→ **PROVIDED RECORDS**:
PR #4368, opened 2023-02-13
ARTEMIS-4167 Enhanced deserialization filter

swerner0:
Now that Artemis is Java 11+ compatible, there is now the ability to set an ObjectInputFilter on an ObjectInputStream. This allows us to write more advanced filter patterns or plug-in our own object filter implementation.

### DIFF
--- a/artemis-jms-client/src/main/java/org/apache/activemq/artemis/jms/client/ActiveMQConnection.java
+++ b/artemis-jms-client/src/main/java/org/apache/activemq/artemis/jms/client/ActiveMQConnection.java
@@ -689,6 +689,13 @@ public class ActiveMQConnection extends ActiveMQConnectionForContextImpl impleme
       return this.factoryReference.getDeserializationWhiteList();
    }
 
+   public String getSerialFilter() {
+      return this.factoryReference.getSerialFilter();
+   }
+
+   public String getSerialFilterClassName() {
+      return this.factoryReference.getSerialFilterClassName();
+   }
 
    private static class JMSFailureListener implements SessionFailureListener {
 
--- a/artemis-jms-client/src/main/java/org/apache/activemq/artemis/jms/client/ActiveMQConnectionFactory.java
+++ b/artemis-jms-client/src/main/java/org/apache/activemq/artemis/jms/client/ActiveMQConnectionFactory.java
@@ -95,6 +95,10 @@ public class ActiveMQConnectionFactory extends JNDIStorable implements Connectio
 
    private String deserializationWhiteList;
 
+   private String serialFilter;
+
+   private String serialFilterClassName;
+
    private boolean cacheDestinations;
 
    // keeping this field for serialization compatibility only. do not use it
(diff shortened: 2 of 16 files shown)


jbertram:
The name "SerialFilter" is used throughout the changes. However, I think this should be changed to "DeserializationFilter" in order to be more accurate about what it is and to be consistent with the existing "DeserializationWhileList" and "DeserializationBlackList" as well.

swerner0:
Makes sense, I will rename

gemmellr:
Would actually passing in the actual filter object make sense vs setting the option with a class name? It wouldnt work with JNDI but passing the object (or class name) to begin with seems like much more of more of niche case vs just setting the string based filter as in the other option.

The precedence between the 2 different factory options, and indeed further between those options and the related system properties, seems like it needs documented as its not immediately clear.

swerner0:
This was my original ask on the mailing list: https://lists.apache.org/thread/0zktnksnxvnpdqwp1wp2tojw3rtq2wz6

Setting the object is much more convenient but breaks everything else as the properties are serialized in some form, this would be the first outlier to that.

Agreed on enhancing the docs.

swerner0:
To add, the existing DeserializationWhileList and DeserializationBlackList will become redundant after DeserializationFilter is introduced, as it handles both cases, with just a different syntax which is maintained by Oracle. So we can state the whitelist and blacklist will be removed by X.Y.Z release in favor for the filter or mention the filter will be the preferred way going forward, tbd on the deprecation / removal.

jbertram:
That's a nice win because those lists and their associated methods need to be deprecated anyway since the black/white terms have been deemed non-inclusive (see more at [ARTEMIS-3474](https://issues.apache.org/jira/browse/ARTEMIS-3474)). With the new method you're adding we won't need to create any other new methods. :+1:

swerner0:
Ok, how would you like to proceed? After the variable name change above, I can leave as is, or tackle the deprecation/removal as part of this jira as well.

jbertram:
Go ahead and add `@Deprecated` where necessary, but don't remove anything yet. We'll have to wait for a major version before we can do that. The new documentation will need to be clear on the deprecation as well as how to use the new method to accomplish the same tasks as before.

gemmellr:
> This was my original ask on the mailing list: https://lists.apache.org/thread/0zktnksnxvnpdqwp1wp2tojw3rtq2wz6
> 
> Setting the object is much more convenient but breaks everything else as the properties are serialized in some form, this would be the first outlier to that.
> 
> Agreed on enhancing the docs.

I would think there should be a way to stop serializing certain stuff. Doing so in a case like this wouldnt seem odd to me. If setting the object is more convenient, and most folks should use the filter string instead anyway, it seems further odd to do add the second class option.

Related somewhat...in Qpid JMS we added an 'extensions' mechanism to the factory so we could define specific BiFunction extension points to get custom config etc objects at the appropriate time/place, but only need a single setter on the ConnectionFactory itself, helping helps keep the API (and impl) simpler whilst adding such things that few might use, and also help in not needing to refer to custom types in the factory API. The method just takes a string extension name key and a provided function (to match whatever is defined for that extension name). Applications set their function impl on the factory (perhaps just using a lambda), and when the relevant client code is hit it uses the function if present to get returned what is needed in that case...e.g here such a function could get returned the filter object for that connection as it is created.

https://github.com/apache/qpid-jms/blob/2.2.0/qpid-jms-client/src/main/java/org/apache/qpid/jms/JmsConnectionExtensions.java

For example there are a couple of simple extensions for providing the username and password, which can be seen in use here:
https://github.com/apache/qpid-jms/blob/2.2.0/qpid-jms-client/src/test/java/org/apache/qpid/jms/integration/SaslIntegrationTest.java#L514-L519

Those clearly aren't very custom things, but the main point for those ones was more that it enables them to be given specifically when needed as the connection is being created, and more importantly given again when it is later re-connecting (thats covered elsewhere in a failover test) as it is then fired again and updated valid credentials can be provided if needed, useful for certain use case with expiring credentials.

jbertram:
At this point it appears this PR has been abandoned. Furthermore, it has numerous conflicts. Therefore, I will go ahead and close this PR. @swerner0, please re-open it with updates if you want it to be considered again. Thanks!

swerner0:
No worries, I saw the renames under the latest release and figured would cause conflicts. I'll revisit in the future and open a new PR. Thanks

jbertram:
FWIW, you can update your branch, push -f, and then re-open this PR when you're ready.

→ **ASSIGNMENT**:
What is needed is a copy of every line above in which "well" appears.

→ **SOLUTION FOR THIS TASK**:
The name "SerialFilter" is used throughout the changes. However, I think this should be changed to "DeserializationFilter" in order to be more accurate about what it is and to be consistent with the existing "DeserializationWhileList" and "DeserializationBlackList" as well.
Ok, how would you like to proceed? After the variable name change above, I can leave as is, or tackle the deprecation/removal as part of this jira as well.
Go ahead and add `@Deprecated` where necessary, but don't remove anything yet. We'll have to wait for a major version before we can do that. The new documentation will need to be clear on the deprecation as well as how to use the new method to accomplish the same tasks as before.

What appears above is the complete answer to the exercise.